Segment Open
PR #9321, opened 2026-07-31
refactor(schemas): add tenant-aware scope indexes

xiaoyijun:
## Summary

Add tenant-aware unique indexes for API resource scopes and organization scopes.

- Add unique `(tenant_id, id)` indexes to `scopes` and `organization_scopes` as composite foreign key targets.
- Build and drop the new indexes concurrently for existing databases.
- Keep the current non-unique lookup indexes unchanged in this PR; remove them separately after the new indexes have been deployed and verified.

## Context

This follows the same tenant-isolation failure pattern previously fixed in #7596. `organization_user_relations` originally referenced only `users (id)`, so a relation owned by tenant A could store a user ID belonging to tenant B. RLS then hid that user when the relation was read under tenant A, resulting in missing joined data and 500 responses. #7596 fixed the problem by adding a tenant-aware composite foreign key from `(tenant_id, user_id)` to `users (tenant_id, id)`.

The CIMD scope relations in #9309 have the same requirement. They use composite foreign keys containing both the tenant and scope identifier, so PostgreSQL requires matching unique parent keys on `scopes (tenant_id, id)` and `organization_scopes (tenant_id, id)`. This PR adds those parent indexes before #9309 creates the dependent relations.

The follow-up alteration must use a later timestamp so its composite foreign keys are created after these indexes.

No changeset — internal schema preparation only.

## Testing

Unit tests

## Checklist

- [ ] `.changeset`
- [x] unit tests
- [ ] integration tests

### DIFF
--- a/packages/schemas/alterations/next-1785481546-add-tenant-aware-scope-indexes.ts
+++ b/packages/schemas/alterations/next-1785481546-add-tenant-aware-scope-indexes.ts
@@ -4,19 +4,11 @@ import type { AlterationScript } from '../lib/types/alteration.js';
 
 const alteration: AlterationScript = {
   beforeUp: async (pool) => {
-    // Clean up an invalid index that may be left by a failed concurrent build.
-    await pool.query(sql`
-      drop index concurrently if exists scopes__tenant_id_id;
-    `);
     await pool.query(sql`
       create unique index concurrently scopes__tenant_id_id
         on scopes (tenant_id, id);
     `);
 
-    // Clean up an invalid index that may be left by a failed concurrent build.
-    await pool.query(sql`
-      drop index concurrently if exists organization_scopes__tenant_id_id;
-    `);
     await pool.query(sql`
       create unique index concurrently organization_scopes__tenant_id_id
         on organization_scopes (tenant_id, id);
--- a/packages/schemas/alterations/next-1785481546-add-tenant-aware-scope-indexes.ts
+++ b/packages/schemas/alterations/next-1785481546-add-tenant-aware-scope-indexes.ts
@@ -13,27 +13,11 @@ const alteration: AlterationScript = {
       create unique index concurrently organization_scopes__tenant_id_id
         on organization_scopes (tenant_id, id);
     `);
-
-    await pool.query(sql`
-      drop index concurrently if exists scopes__id;
-    `);
-    await pool.query(sql`
-      drop index concurrently if exists organization_scopes__id;
-    `);
   },
   up: async () => {
     // The indexes must be created outside of a transaction.
   },
   beforeDown: async (pool) => {
-    await pool.query(sql`
-      create index concurrently scopes__id
-        on scopes (tenant_id, id);
-    `);
-    await pool.query(sql`
-      create index concurrently organization_scopes__id
-        on organization_scopes (tenant_id, id);
-    `);
-
     await pool.query(sql`
       drop index concurrently if exists organization_scopes__tenant_id_id;
     `);
--- a/packages/schemas/alterations/next-1785481546-add-tenant-aware-scope-indexes.ts
+++ b/packages/schemas/alterations/next-1785481546-add-tenant-aware-scope-indexes.ts
@@ -13,11 +13,27 @@ const alteration: AlterationScript = {
       create unique index concurrently organization_scopes__tenant_id_id
         on organization_scopes (tenant_id, id);
     `);
+
+    await pool.query(sql`
+      drop index concurrently if exists scopes__id;
+    `);
+    await pool.query(sql`
+      drop index concurrently if exists organization_scopes__id;
+    `);
   },
   up: async () => {
     // The indexes must be created outside of a transaction.
   },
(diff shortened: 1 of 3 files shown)


packages/schemas/alterations/next-1785481546-add-tenant-aware-scope-indexes.ts
```diff
@@ -0,0 +1,41 @@
...
+
+const alteration: AlterationScript = {
+  beforeUp: async (pool) => {
+    // Clean up an invalid index that may be left by a failed concurrent build.
+    await pool.query(sql`
+      drop index concurrently if exists scopes__tenant_id_id;
+    `);
+    await pool.query(sql`
+      create unique index concurrently scopes__tenant_id_id
+        on scopes (tenant_id, id);
```
simeng-li: Can we remove these two `drop index concurrently if exists` statements and let the bare `create unique index concurrently` hard-fail? If an index with that name does not exists we want the alteration to fail so the operator investigates, rather than silently dropping and rebuilding it，

`if exists` on the `beforeDown` drops is fine and matches every precedent.

packages/schemas/tables/scopes.sql
```diff
@@ -16,3 +16,7 @@ create table scopes (
 
 create index scopes__id
   on scopes (tenant_id, id);
+
+/** Supports tenant-aware foreign keys from tenant-owned scope relations. */
+create unique index scopes__tenant_id_id
+  on scopes (tenant_id, id);
```
simeng-li: `scopes__id` just above is already `on scopes (tenant_id, id)` — the new unique index has the identical column list and order, so it fully subsumes it. A unique btree serves every access path the non-unique one served, so keeping both means every insert/update/delete on `scopes` maintains two btrees with the same key for zero read benefit, plus the extra storage and autovacuum cost.

#7596, which this PR cites as the model, hit the same requirement for `users` and handled it by upgrading the existing index in place rather than adding a second one — [`1.30.0-1753669579-add-organization-user-relations-foreign-key.ts`](https://github.com/logto-io/logto/blob/c99c43f61f697c6fea2c39b6bfcc355ca41a52ef/packages/schemas/alterations/1.30.0-1753669579-add-organization-user-relations-foreign-key.ts#L7-L17) drops `users__id` and recreates it unique on `(tenant_id, id)`. [`users.sql`](https://github.com/logto-io/logto/blob/c99c43f61f697c6fea2c39b6bfcc355ca41a52ef/packages/schemas/tables/users.sql#L38-L41) still has exactly one index on those columns today.

There is also precedent for removing this exact redundancy on perf grounds — 888115778 dropped `logs__id` on `(tenant_id, id)` to cut write IOPS (#8064).

Could we replace the old index rather than add alongside it? Either reuse the `scopes__id` name for the unique index as #7596 did, or add a `drop index concurrently scopes__id` to `beforeUp` once the new one is built (recreating it in `beforeDown`). Same applies to `organization_scopes__id`.

packages/schemas/tables/organization_scopes.sql
```diff
@@ -17,3 +17,7 @@ create table organization_scopes (
 
 create index organization_scopes__id
   on organization_scopes (tenant_id, id);
+
+/** Supports tenant-aware foreign keys from tenant-owned organization scope relations. */
+create unique index organization_scopes__tenant_id_id
+  on organization_scopes (tenant_id, id);
```
simeng-li: Same as `scopes.sql` — `organization_scopes__id` directly above is already on `(tenant_id, id)`, so the new unique index makes it redundant rather than complementary. Worth replacing it instead of keeping both.

packages/schemas/alterations/next-1785481546-add-tenant-aware-scope-indexes.ts
xiaoyijun: Updated in 3b04acaa3. I removed the two pre-drops from `beforeUp` and kept the `CREATE UNIQUE INDEX CONCURRENTLY` statements bare, so an unexpected same-name relation will fail loudly. The `beforeDown` drops intentionally keep `IF EXISTS` for retryable rollback cleanup.

packages/schemas/tables/scopes.sql
xiaoyijun: Agreed that the existing index becomes redundant once the unique index is deployed. We’re intentionally staging this rollout: this PR only creates the parent unique indexes required by #9309 and leaves the existing lookup indexes untouched. After the new indexes have been deployed and verified, we’ll remove both redundant indexes concurrently in a separate follow-up PR. I’ve documented this rollout boundary in the PR description.

packages/schemas/tables/organization_scopes.sql
xiaoyijun: Same staged-rollout decision here: `organization_scopes__id` remains unchanged in this PR. After the new unique indexes have been deployed and verified, we’ll remove it concurrently together with `scopes__id` in the separate cleanup PR.

simeng-li (approved):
Segment Closed
Find the word "cleanup" in the material, then list each line that holds it.

xiaoyijun: Updated in 3b04acaa3. I removed the two pre-drops from `beforeUp` and kept the `CREATE UNIQUE INDEX CONCURRENTLY` statements bare, so an unexpected same-name relation will fail loudly. The `beforeDown` drops intentionally keep `IF EXISTS` for retryable rollback cleanup.
xiaoyijun: Same staged-rollout decision here: `organization_scopes__id` remains unchanged in this PR. After the new unique indexes have been deployed and verified, we’ll remove it concurrently together with `scopes__id` in the separate cleanup PR.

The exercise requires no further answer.